━━ Exercise materials

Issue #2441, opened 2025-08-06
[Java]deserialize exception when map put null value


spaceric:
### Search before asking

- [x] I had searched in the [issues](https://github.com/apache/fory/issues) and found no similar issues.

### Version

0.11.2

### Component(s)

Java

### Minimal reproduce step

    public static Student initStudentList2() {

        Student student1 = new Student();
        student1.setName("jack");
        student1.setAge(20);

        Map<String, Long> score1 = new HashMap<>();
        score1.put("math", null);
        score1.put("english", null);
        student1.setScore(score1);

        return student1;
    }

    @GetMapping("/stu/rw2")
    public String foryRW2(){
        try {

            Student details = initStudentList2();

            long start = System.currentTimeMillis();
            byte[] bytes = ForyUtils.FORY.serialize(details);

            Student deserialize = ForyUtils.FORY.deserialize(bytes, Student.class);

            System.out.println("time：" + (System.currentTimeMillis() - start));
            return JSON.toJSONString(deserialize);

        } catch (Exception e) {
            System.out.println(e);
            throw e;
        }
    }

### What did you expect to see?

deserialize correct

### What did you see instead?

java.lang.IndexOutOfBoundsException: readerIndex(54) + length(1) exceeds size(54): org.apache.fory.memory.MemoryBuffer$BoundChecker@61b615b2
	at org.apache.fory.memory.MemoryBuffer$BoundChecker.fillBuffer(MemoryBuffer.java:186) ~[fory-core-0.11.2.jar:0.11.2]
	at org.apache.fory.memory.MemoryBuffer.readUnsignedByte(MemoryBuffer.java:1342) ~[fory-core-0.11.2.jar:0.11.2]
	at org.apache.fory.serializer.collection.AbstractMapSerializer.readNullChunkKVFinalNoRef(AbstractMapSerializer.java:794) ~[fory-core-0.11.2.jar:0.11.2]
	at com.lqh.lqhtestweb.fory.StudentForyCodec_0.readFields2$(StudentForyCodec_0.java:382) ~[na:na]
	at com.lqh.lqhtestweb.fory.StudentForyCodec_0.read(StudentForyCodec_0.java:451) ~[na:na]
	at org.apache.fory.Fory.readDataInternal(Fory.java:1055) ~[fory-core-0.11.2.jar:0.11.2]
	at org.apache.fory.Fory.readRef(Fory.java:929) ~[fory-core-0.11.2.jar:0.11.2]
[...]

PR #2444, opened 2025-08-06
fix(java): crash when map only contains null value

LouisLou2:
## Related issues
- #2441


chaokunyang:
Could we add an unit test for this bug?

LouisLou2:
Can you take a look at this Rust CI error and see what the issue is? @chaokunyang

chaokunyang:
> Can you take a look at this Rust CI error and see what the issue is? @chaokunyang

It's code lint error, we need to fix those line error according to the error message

━━━━

◆ **Exercise**
Give back precisely the lines above that start at the line containing "- [x] I had" and end at the line containing "### What did you see instead?", inclusive. No other lines belong in the output.

◆ **The answer**
- [x] I had searched in the [issues](https://github.com/apache/fory/issues) and found no similar issues.

### Version

0.11.2

### Component(s)

Java

### Minimal reproduce step

    public static Student initStudentList2() {

        Student student1 = new Student();
        student1.setName("jack");
        student1.setAge(20);

        Map<String, Long> score1 = new HashMap<>();
        score1.put("math", null);
        score1.put("english", null);
        student1.setScore(score1);

        return student1;
    }

    @GetMapping("/stu/rw2")
    public String foryRW2(){
        try {

            Student details = initStudentList2();

            long start = System.currentTimeMillis();
            byte[] bytes = ForyUtils.FORY.serialize(details);

            Student deserialize = ForyUtils.FORY.deserialize(bytes, Student.class);

            System.out.println("time：" + (System.currentTimeMillis() - start));
            return JSON.toJSONString(deserialize);

        } catch (Exception e) {
            System.out.println(e);
            throw e;
        }
    }

### What did you expect to see?

deserialize correct

### What did you see instead?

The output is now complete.